▶ Work instructions
Write out again, please, the records below from the first line to the line holding "added unit tests to stress test the system", inclusive, and nothing else.

▶ Supplied material
PR #236, opened 2023-01-12
PRT-273 when we have 0 providers left in pairing un block all providers and retry

ranlavanet:

Adding support for multiple no pairings resets. (after no pairings are available we try to go over the pairing list again)

currently, we reach a point where there is an issue and we ban the provider for the remaining of the epoch, this can result in many idle epochs waiting for an epoch to change to get a different pairing list. 

after the entire provider list is blocked, we reset them and try again, instead of waiting for the remaining of the epoch. 

added unit tests to stress test the system 

* **Other information**:

### DIFF
--- a/relayer/lavasession/consumer_session_manager.go
+++ b/relayer/lavasession/consumer_session_manager.go
@@ -47,7 +47,7 @@ func (csm *ConsumerSessionManager) UpdateAllProviders(ctx context.Context, epoch
 	csm.atomicWriteCurrentEpoch(epoch)
 
 	// Reset States
-	csm.validAddresses = make([]string, pairingListLength)
+	// csm.validAddresses length is reset in setValidAddressesToDefaultValue
 	csm.pairingAddresses = make([]string, pairingListLength)
 	csm.addedToPurgeAndReport = make(map[string]struct{}, 0)
 	csm.pairingAddressesLength = uint64(pairingListLength)
@@ -61,9 +61,14 @@ func (csm *ConsumerSessionManager) UpdateAllProviders(ctx context.Context, epoch
 		csm.pairingAddresses[idx] = provider.Acc
 		csm.pairing[provider.Acc] = provider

▶ Response area
PR #236, opened 2023-01-12
PRT-273 when we have 0 providers left in pairing un block all providers and retry

ranlavanet:

Adding support for multiple no pairings resets. (after no pairings are available we try to go over the pairing list again)

currently, we reach a point where there is an issue and we ban the provider for the remaining of the epoch, this can result in many idle epochs waiting for an epoch to change to get a different pairing list. 

after the entire provider list is blocked, we reset them and try again, instead of waiting for the remaining of the epoch. 

added unit tests to stress test the system 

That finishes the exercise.